AutoMode-ASR: Learning to Select ASR Systems for Better Quality and Cost

Ahmet Gündüz,Yunsu Kim,Kamer Ali Yuksel,Mohamed Al-Badrashiny,Thiago Castro Ferreira,Hassan Sawaf
2024-09-19
Abstract:We present AutoMode-ASR, a novel framework that effectively integrates multiple ASR systems to enhance the overall transcription quality while optimizing cost. The idea is to train a decision model to select the optimal ASR system for each segment based solely on the audio input before running the systems. We achieve this by ensembling binary classifiers determining the preference between two systems. These classifiers are equipped with various features, such as audio embeddings, quality estimation, and signal properties. Additionally, we demonstrate how using a quality estimator can further improve performance with minimal cost increase. Experimental results show a relative reduction in WER of 16.2%, a cost saving of 65%, and a speed improvement of 75%, compared to using a single-best model for all segments. Our framework is compatible with commercial and open-source black-box ASR systems as it does not require changes in model codes.
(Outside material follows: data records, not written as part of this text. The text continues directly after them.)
Issue #33, opened 2016-10-20
I18n and Localization


mareklibra:
How will be the application translated?
Consider REST API error messages.

jelkosz:
The API message translations require:
- https://github.com/oVirt/ovirt-web-ui/issues/110
- https://bugzilla.redhat.com/show_bug.cgi?id=1435704

mareklibra:
Let's contemplate options for i18n/l10n.

In general, Zanata seems to be a good choice for the actual translation, so let's consider all bellow in its context.

There are plenty of choices how to i18n a JS application.
When considering the viable ones, let's focus on:

- limited amount of boilerplate code
- nothing over-sophisticated, easy to understand by newbies (just JS developers?)
- once set, low maintenance cost (scriptable)
- Zanata-ready format or just simple transformation required
- limited or no use of id-referencing, the English defaults shall be used throughout the code
- simple process of merging translations over time

Nice to have:
- format allows simple and reliable reuse of existing translations from ovirt-engine
- locale-specific data loaded on demand

So far, following approaches meet the criteria:
- "Home-made" text extraction
  - wrap all strings to something like __("My string to translate")
  - use 'sed' to extract
  - generate whatever format is needed
  - Pros:
    - full control over format and merging process
    - works fine for simple (basic) needs (do we really need more?)
    - probably lowest amount of boilerplate code
    - still supports formatted messages
    - simple to implement, simple to understand and maintain
  - Cons:
    - complicated for multi-line strings
    - a lot from l10n would not be supported (eg. time or plurals)

- gettext / Jed
  - Pros:
    - standard
    - Zanata-ready format
    - already used in cockpit-ovirt or Cockpit
  - Cons:
    - complicated to setup
    - JS support is an add-on
    - no matter gettext is standard, its use is not clear for everyone

- react-intl
  - https://medium.freecodecamp.com/internationalization-in-react-7264738274a0
  - Pros:
    - clean JS approach
    - based on JS standards
  - Cons:
    - quite a lot of boilerplate code
    - no experience so far
    - resulting format needs to be transformed to/from Zanata

I slightly prefer the react-intl. Any real-project experience?

Please comment/suggest. 
@jelkosz , @vojtechszocs , @gregsheremeta , @jniederm , @matobet , @bond95

jelkosz:
Even though the first option is tempting it would get a bit more complicated to implement things like:
___("Maximum allowed memory is {} MiB", someValue)
which we will need.
[...]

PR #163, opened 2017-04-26
All VmDialog fields enriched for help

mareklibra:
vmdialogfieldhelp

### DIFF
--- a/src/components/VmDialog/index.js
+++ b/src/components/VmDialog/index.js
@@ -5,11 +5,13 @@ import { logDebug } from '../../helpers'
 
 import style from './style.css'
 
-import LabeledSelect from './../LabeledSelect'
-import LabeledTextField from './../LabeledTextField'
-import DetailContainer from './../DetailContainer'
-import ErrorAlert from './../ErrorAlert'
-import Selectors from './../../selectors'
+import LabeledSelect from '../LabeledSelect'
+import LabeledTextField from '../LabeledTextField'
+import DetailContainer from '../DetailContainer'
+import ErrorAlert from '../ErrorAlert'
+import FieldHelp from '../FieldHelp'
+
+import Selectors from '../../selectors'
 import {
   closeDialog,
   requestCloseDialogConfirmation,
@@ -330,6 +332,7 @@ class VmDialog extends React.Component {
             label='Name'
             placeholder='Enter VM Name'
             value={this.state.name}
+            fieldHelp={<FieldHelp title='Name' content='Unique name of the virtual machine.' />}
             onChange={this.onChangeVmName} />
 
           <LabeledTextField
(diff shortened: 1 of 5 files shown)


mykaul:
When will we be taking the strings from an external resources, for easier localization?

mareklibra:
i18n is tracked by https://github.com/oVirt/ovirt-web-ui/issues/33
I would like to have a look at it soon.

I'm not sure about technical details for it yet, so far I prefer gettext as done in Cockpit but I need to look around before making that decision.
If feasible, we might share (some?) resources from ovirt-engine somehow.

src/components/VmDialog/index.js
```diff
@@ -347,6 +351,7 @@ class VmDialog extends React.Component {
             onChange={this.onChangeCluster}
             value={cluster ? cluster.get('id') : ''}
             data={sortedClusters}
+            fieldHelp={<FieldHelp title='Cluster' content='Group of servers the virtual machine can be running on.' />}
```
jelkosz: I would use the term "hosts" instead of "servers" to be aligned with the webadmin terminology

src/components/VmDialog/index.js
```diff
@@ -356,6 +361,7 @@ class VmDialog extends React.Component {
             onChange={this.onChangeTemplate}
             value={template ? template.get('id') : ''}
             data={sortedTemplates}
+            fieldHelp={<FieldHelp title='Template' content='Base configuration the virtual machine will be created from. Please customize if needed.' />}
```
jelkosz: I would add that also the disks are there. Something like:
"Contains the configuration and disks which will be used to create this virtual machine. Please customize as needed"

src/components/VmDialog/index.js
```diff
@@ -365,6 +371,7 @@ class VmDialog extends React.Component {
             onChange={this.onChangeOperatingSystem}
             value={os ? os.get('id') : ''}
             data={sortedOSs}
+            fieldHelp={<FieldHelp title='Operating System' content='Type of operating system installed in the virtual machine.' />}
```
jelkosz: I think it should be "installed on" not "in". I would anyway simplyfy it to:
Operating system installed on the virtual machine.

src/components/VmDialog/index.js
```diff
@@ -374,6 +381,7 @@ class VmDialog extends React.Component {
             placeholder='VM Memory'
             value={this.state.memory / 1024 / 1024}
             onChange={this.onChangeVmMemory}
+            fieldHelp={<FieldHelp title='Memory' content='Total memory the virtual machine will be created with. In megabytes.' />}
```
jelkosz: I'd unify with the below CPU terminology. Either both should say that "equipped with" or both "created with".

mareklibra:
Texts updated according to comments

PR #165, opened 2017-04-26
VmDialog reuses common UserMessages for error handling

mareklibra:


src/components/VmDialog/index.js
```diff
@@ -347,6 +373,7 @@ class VmDialog extends React.Component {
             onChange={this.onChangeCluster}
             value={cluster ? cluster.get('id') : ''}
             data={sortedClusters}
+            fieldHelp={<FieldHelp title='Cluster' content='Group of servers the virtual machine can be running on.' />}
```
jelkosz: Maybe use "hosts" instead of "servers" to be aligned with the webadmin's terminology

mareklibra: ok, I will change that in https://github.com/oVirt/ovirt-web-ui/pull/163

PR #187, opened 2017-05-15
Bump 0.2.1 version

mareklibra:
React and other libraries updated to the latest version


mykaul:
Where's the changelog? Should it be part of the version bump perhaps?

mareklibra:
@mykaul , The change log is updated within the .spec file and here: https://github.com/oVirt/ovirt-web-ui/releases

Computation and Language,Sound,Audio and Speech Processing
What problem does this paper attempt to address?
The paper aims to address the issue of selecting the optimal model for automatic speech recognition (ASR) systems when faced with different audio conditions. Specifically, the paper proposes the AutoMode-ASR framework, which improves overall transcription quality by predicting the most suitable ASR system for each audio segment while optimizing costs. The main contributions of the paper include: 1. **Proposing a new combination scheme**: Optimizing the quality and cost of ASR models at the paragraph level. 2. **Analyzing feature types**: Identifying which features are crucial for accurately predicting ASR system performance. 3. **Proposing a robust classification module**: Facilitating the gradual integration of new ASR systems. 4. **Introducing quality assessment**: Further optimizing performance. Experimental results show that compared to using a single best model, AutoMode-ASR reduces the word error rate (WER) by 16.2% relative, saves 65% of the cost, and increases speed by 75%. Additionally, the framework is compatible with both commercial and open-source black-box ASR systems without requiring modifications to the model code.